Building a Knowledge Base with FastAPI, NetworkX, and Docker in 10 minutes

Table of Contents

Introduction

Building a knowledge base (KB) allows organizations to store and manage information systematically for easy retrieval and visualization. In this tutorial, we’ll create a simple knowledge base API using FastAPI, visualize the knowledge as a graph using NetworkX, and package everything in a Docker container for easy deployment.

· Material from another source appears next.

PR #4673, opened 2019-08-15
Remove obsolete and redundant Tails Guide

### LINKED ISSUE #4566: Tails Guide instructs users to use `develop` version of the codebase, without verification
The Tails guide here:

https://docs.securedrop.org/en/release-0.13.1/tails_guide.html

We will go through the steps of setting up the FastAPI service, creating a knowledge graph, and then deploying the service using Docker and Docker Compose.

Knowledge Graph Example

What is a Knowledge Base?

A knowledge base is a centralized repository that stores structured and unstructured information. It helps users retrieve information, whether for troubleshooting, documentation, or providing insights into a specific domain. By adding a graphical visualization using a knowledge graph, users can easily understand relationships between topics.

Prerequisites

  1. Python 3.x installed on your machine.
  2. Docker and Docker Compose installed for containerization.

Project Setup and Environment

Let’s start by creating a knowledge base API with a graph visualization using Python’s FastAPI and NetworkX libraries.

Step 1: Create the Project Directory

First, create the project folder structure:

knowledge_base_project/
├── app/
│   ├── __init__.py                # Initialize Python module
│   ├── main.py                    # FastAPI app for KB and graph
│   ├── data/                      # KB data storage
│   │   └── knowledge_base.json     # JSON file to store the knowledge base
│   └── models/
│       └── kb_item.py             # Pydantic model for KB items
├── Dockerfile                     # Docker setup
├── docker-compose.yml             # Docker Compose for API deployment
└── README.md                      # Project documentation

Step 2: Implement the Knowledge Base API

Create a simple API to manage the knowledge base using FastAPI and define a model using Pydantic for KB items.

In models/kb_item.py, define a KB item:

from pydantic import BaseModel
from typing import Optional

class KBItem(BaseModel):
    id: int
    title: str
    content: str
    tags: Optional[list[str]] = []
    last_updated: Optional[str] = None

Next, create the API logic in main.py to manage the KB and generate the graph using NetworkX:

# app/main.py
from fastapi import FastAPI, HTTPException
from typing import List
import json
from pathlib import Path
import networkx as nx
import matplotlib.pyplot as plt
from io import BytesIO
from fastapi.responses import StreamingResponse
from app.models.kb_item import KBItem

app = FastAPI()

# Path to the knowledge base data
DATA_FILE = Path("app/data/knowledge_base.json")


def load_data():
    if DATA_FILE.exists():
        with open(DATA_FILE, "r") as file:
            return json.load(file)
    return []


def save_data(data):
    with open(DATA_FILE, "w") as file:
        json.dump(data, file, indent=4)


@app.get("/kb_items", response_model=List[KBItem])
def get_kb_items():
    """Get all KB items."""
    return load_data()


@app.get("/kb_item/{item_id}", response_model=KBItem)
def get_kb_item(item_id: int):
    """Get a KB item by ID."""
    data = load_data()
    for item in data:
        if item['id'] == item_id:
            return item
    raise HTTPException(status_code=404, detail="KB item not found")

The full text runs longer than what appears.